● Record extracts:
========

PR #863, opened 2026-07-03
fix(scheduler): per-ego job_health keys + memory_extraction boot-run

WingedGuardian:
Two independent scheduler-correctness fixes, verified against live code + the live DB before building.

## 1. Dual-ego `job_health` key collision (observability)
Genesis runs two `EgoCadenceManager`s (user ego + Genesis ego). Each has its **own** `AsyncIOScheduler`, so the APScheduler job ids don't collide — but both called `record_job_success("ego_cycle")` / `record_job_failure("ego_cycle", …)` into the **one** global `job_health` table, so the two egos clobbered each other's health row. Live symptom on the shared row: `last_run` ahead of `last_success` with zero failures — impossible for a single well-behaved job.

**Fix:** use the ego's own `self._session._source_tag` (`user_ego_cycle` / `genesis_ego_cycle`, matching the existing ego_source convention) as the key. Reuses existing identity — no new param, no construction-site change. Blast radius is nil: every `job_health` reader is generic (`SELECT * …` / `WHERE consecutive_failures>0` / parameterized); nothing hardcodes the old literal key.

## 2. `memory_extraction` restart-starvation (reliability)
The memory-extraction job was wired `IntervalTrigger(2h)` with no `next_run_time` — first fire is boot+2h and the timer **resets on every restart**, so a server restarting more often than the interval can defer extraction indefinitely (the IntervalTrigger-resets-on-restart trap). Memory extraction turns recent conversations into long-term memories, so starving it is a real cognitive degradation.

**Fix:** extract a small `_wire_memory_extraction_job(...)` helper that pins `next_run_time` ~60s out (same boot-run pattern as the `schedule_code_audit` job), guaranteeing a run every boot while keeping the steady interval. The helper also gives the wiring a real unit-test seam.

## Tests
- 8 new tests (`tests/ego/test_cadence.py::TestJobHealthKeyPerEgo`, `tests/test_runtime/test_memory_extraction_wiring.py`), written red→green.
- Item 2's boot-run is verified end-to-end against a real started `AsyncIOScheduler` (`next_run_time` ~60s, not 2h).
- Regression: 771 passed / 1 skipped across `tests/ego/` + `tests/test_runtime/`.

## Deploy
Server-loaded code, so it needs a `systemctl restart`. One data step after restart: `DELETE FROM job_health WHERE job_name='ego_cycle'` to clear the now-orphaned shared row (reversible, one row). Definitive live E2E (dashboard shows two per-ego rows updating independently; extraction fires ~60s after restart) runs post-deploy.

### DIFF
--- a/CHANGELOG.md
+++ b/CHANGELOG.md
@@ -98,6 +98,18 @@ Versioning follows Genesis release stages (v3.0a → v3.0b → v3.1 → v4.0a…
 
 ### Fixed
 
+- **The dashboard now reports each ego's cycle health separately.** Genesis runs two egos (a user-facing
+  one and its own), and both recorded their proactive-cycle health under a single shared key — so on the
+  health surface one ego's last run kept overwriting the other's, making it impossible to tell whether
+  either was actually cycling. Each ego now tracks its own health row, so a stalled or failing ego is
+  visible instead of masked.
+
+- **Memory extraction now runs reliably after a restart.** The job that turns recent conversations into
+  long-term memories was scheduled on a fixed 2-hour interval measured from server start — and that timer
+  reset on every restart, so a box that restarted more often than every two hours could keep deferring
+  extraction indefinitely. It now also runs shortly after each start, so extraction can't be starved by
+  frequent restarts.
+
 - **Superseded and expired memories no longer resurface in Genesis's automatic recall.** Before every
   prompt, Genesis injects the most relevant memories into its working context. That fast-path recall
   wasn't checking whether a memory had expired or been superseded (replaced by a newer, consolidated
--- a/src/genesis/ego/cadence.py
+++ b/src/genesis/ego/cadence.py
@@ -954,7 +954,10 @@ class EgoCadenceManager:
         try:
             from genesis.runtime import GenesisRuntime
 
-            GenesisRuntime.instance().record_job_success("ego_cycle")
+            # Per-ego job_health key (user_ego_cycle / genesis_ego_cycle) — the
+            # two egos write to the ONE global job_health table, so a shared
+            # "ego_cycle" key made them clobber each other's health row.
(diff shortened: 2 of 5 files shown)


WingedGuardian:
## Code Review — PR #863

**Structural:** 1 WARNING
**PII / Secrets / Wording:** CLEAN

---

### WARNING — Genesis convention: `IntervalTrigger` for a >1h interval

**File:** `src/genesis/runtime/init/surplus.py` — `_wire_memory_extraction_job`

The helper still registers the job with `IntervalTrigger(hours=extraction_hours)` for a 2 h cadence. CLAUDE.md Traps says: _"Use `CronTrigger` for intervals >1h — resets on restart."_

The `next_run_time=now+60s` pin is a genuine improvement: it guarantees a run shortly after every boot, so the restart-starvation symptom the PR is fixing is real and the mitigation works. But `IntervalTrigger` still measures its interval from the last run (or last start), whereas `CronTrigger` computes the next fire time from the wall clock — it never "resets" on restart in the same way. The convention exists specifically to avoid the trap this PR is correcting, so the remaining `IntervalTrigger` is still technically a convention violation.

Suggested direction for a follow-up (not a blocker here, since the boot-run mitigates the practical impact):

```python
from apscheduler.triggers.cron import CronTrigger

scheduler.add_job(
    coro,
    CronTrigger(hour=f"*/{extraction_hours}"),   # fires every N hours on the clock
    id="memory_extraction",
    max_instances=1,
    misfire_grace_time=300,
    next_run_time=now + timedelta(seconds=60),   # keep the boot-run pin
)
```

Everything else looks good — imports are correctly grouped, `_wire_memory_extraction_job` has a docstring, the new test file covers both the boot-run and the interval, and the `_record_success`/`_record_failure` fix is clean with no blast radius on existing `job_health` readers.

---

========

● Brief: Tally the lines of the listing above that contain the word "single" and state the result as a bare number.

● Solution below: 2